Task details — The records below are to be transcribed in full, exactly as given.

Material supplied —
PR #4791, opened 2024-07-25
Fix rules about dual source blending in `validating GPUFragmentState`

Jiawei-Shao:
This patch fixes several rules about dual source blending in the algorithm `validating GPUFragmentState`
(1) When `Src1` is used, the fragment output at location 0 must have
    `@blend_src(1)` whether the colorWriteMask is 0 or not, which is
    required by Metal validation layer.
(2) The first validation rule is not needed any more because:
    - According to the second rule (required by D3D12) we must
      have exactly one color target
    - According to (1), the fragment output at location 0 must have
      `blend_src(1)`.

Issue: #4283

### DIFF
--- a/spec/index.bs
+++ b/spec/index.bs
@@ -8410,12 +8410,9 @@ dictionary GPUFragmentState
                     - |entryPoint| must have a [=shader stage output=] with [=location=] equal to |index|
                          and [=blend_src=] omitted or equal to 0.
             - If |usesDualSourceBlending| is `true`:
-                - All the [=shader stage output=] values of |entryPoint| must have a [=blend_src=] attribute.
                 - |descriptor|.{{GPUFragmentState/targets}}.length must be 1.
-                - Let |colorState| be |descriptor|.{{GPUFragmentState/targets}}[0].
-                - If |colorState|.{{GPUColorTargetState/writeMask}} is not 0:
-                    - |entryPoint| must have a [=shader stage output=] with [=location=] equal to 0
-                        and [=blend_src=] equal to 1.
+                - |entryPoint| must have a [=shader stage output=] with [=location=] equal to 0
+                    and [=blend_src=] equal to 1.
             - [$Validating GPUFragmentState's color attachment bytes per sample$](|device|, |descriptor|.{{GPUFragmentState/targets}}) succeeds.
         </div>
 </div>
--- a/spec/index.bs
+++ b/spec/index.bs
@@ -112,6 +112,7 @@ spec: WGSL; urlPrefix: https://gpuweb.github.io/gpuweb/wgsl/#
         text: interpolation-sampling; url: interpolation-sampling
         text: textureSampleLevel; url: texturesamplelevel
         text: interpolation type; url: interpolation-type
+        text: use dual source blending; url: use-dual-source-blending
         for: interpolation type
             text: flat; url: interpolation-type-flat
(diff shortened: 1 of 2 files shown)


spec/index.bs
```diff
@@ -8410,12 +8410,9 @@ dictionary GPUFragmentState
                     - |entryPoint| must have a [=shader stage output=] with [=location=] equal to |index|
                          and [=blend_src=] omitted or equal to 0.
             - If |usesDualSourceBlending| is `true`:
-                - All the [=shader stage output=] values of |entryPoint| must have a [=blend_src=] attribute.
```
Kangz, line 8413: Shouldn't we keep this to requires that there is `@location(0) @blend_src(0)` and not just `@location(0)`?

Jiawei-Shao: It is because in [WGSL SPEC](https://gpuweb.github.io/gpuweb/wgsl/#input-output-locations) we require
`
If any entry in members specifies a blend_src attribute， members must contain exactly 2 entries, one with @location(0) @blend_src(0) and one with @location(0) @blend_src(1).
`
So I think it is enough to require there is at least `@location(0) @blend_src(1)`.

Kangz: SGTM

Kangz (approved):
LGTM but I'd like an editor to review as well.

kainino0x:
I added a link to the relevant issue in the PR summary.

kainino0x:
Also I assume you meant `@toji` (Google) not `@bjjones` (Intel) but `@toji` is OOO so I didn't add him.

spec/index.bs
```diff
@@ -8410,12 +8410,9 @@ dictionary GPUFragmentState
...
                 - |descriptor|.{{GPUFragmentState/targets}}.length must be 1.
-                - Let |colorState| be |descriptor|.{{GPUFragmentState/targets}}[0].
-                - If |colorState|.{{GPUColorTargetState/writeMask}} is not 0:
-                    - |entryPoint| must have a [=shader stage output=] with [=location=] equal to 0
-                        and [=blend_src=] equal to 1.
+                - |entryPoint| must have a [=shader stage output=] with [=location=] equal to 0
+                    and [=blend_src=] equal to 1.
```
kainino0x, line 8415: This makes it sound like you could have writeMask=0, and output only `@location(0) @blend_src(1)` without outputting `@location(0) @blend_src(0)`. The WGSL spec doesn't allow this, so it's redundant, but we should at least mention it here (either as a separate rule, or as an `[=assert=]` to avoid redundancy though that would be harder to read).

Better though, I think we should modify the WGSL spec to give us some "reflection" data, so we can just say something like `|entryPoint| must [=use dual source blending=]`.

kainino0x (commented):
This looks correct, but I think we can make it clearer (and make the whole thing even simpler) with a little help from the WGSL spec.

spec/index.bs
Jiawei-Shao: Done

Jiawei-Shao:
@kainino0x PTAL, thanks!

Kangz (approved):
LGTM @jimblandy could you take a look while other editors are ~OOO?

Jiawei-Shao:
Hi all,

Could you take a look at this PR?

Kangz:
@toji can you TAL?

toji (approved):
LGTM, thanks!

Response to the task —
PR #4791, opened 2024-07-25
Fix rules about dual source blending in `validating GPUFragmentState`

Jiawei-Shao:
This patch fixes several rules about dual source blending in the algorithm `validating GPUFragmentState`
(1) When `Src1` is used, the fragment output at location 0 must have
    `@blend_src(1)` whether the colorWriteMask is 0 or not, which is
    required by Metal validation layer.
(2) The first validation rule is not needed any more because:
    - According to the second rule (required by D3D12) we must
      have exactly one color target
    - According to (1), the fragment output at location 0 must have
      `blend_src(1)`.

Issue: #4283

### DIFF
--- a/spec/index.bs
+++ b/spec/index.bs
@@ -8410,12 +8410,9 @@ dictionary GPUFragmentState
                     - |entryPoint| must have a [=shader stage output=] with [=location=] equal to |index|
                          and [=blend_src=] omitted or equal to 0.
             - If |usesDualSourceBlending| is `true`:
-                - All the [=shader stage output=] values of |entryPoint| must have a [=blend_src=] attribute.
                 - |descriptor|.{{GPUFragmentState/targets}}.length must be 1.
-                - Let |colorState| be |descriptor|.{{GPUFragmentState/targets}}[0].
-                - If |colorState|.{{GPUColorTargetState/writeMask}} is not 0:
-                    - |entryPoint| must have a [=shader stage output=] with [=location=] equal to 0
-                        and [=blend_src=] equal to 1.
+                - |entryPoint| must have a [=shader stage output=] with [=location=] equal to 0
+                    and [=blend_src=] equal to 1.
             - [$Validating GPUFragmentState's color attachment bytes per sample$](|device|, |descriptor|.{{GPUFragmentState/targets}}) succeeds.
         </div>
 </div>
--- a/spec/index.bs
+++ b/spec/index.bs
@@ -112,6 +112,7 @@ spec: WGSL; urlPrefix: https://gpuweb.github.io/gpuweb/wgsl/#
         text: interpolation-sampling; url: interpolation-sampling
         text: textureSampleLevel; url: texturesamplelevel
         text: interpolation type; url: interpolation-type
+        text: use dual source blending; url: use-dual-source-blending
         for: interpolation type
             text: flat; url: interpolation-type-flat
(diff shortened: 1 of 2 files shown)


spec/index.bs
```diff
@@ -8410,12 +8410,9 @@ dictionary GPUFragmentState
                     - |entryPoint| must have a [=shader stage output=] with [=location=] equal to |index|
                          and [=blend_src=] omitted or equal to 0.
             - If |usesDualSourceBlending| is `true`:
-                - All the [=shader stage output=] values of |entryPoint| must have a [=blend_src=] attribute.
```
Kangz, line 8413: Shouldn't we keep this to requires that there is `@location(0) @blend_src(0)` and not just `@location(0)`?

Jiawei-Shao: It is because in [WGSL SPEC](https://gpuweb.github.io/gpuweb/wgsl/#input-output-locations) we require
`
If any entry in members specifies a blend_src attribute， members must contain exactly 2 entries, one with @location(0) @blend_src(0) and one with @location(0) @blend_src(1).
`
So I think it is enough to require there is at least `@location(0) @blend_src(1)`.

Kangz: SGTM

Kangz (approved):
LGTM but I'd like an editor to review as well.

kainino0x:
I added a link to the relevant issue in the PR summary.

kainino0x:
Also I assume you meant `@toji` (Google) not `@bjjones` (Intel) but `@toji` is OOO so I didn't add him.

spec/index.bs
```diff
@@ -8410,12 +8410,9 @@ dictionary GPUFragmentState
...
                 - |descriptor|.{{GPUFragmentState/targets}}.length must be 1.
-                - Let |colorState| be |descriptor|.{{GPUFragmentState/targets}}[0].
-                - If |colorState|.{{GPUColorTargetState/writeMask}} is not 0:
-                    - |entryPoint| must have a [=shader stage output=] with [=location=] equal to 0
-                        and [=blend_src=] equal to 1.
+                - |entryPoint| must have a [=shader stage output=] with [=location=] equal to 0
+                    and [=blend_src=] equal to 1.
```
kainino0x, line 8415: This makes it sound like you could have writeMask=0, and output only `@location(0) @blend_src(1)` without outputting `@location(0) @blend_src(0)`. The WGSL spec doesn't allow this, so it's redundant, but we should at least mention it here (either as a separate rule, or as an `[=assert=]` to avoid redundancy though that would be harder to read).

Better though, I think we should modify the WGSL spec to give us some "reflection" data, so we can just say something like `|entryPoint| must [=use dual source blending=]`.

kainino0x (commented):
This looks correct, but I think we can make it clearer (and make the whole thing even simpler) with a little help from the WGSL spec.

spec/index.bs
Jiawei-Shao: Done

Jiawei-Shao:
@kainino0x PTAL, thanks!

Kangz (approved):
LGTM @jimblandy could you take a look while other editors are ~OOO?

Jiawei-Shao:
Hi all,

Could you take a look at this PR?

Kangz:
@toji can you TAL?

toji (approved):
LGTM, thanks!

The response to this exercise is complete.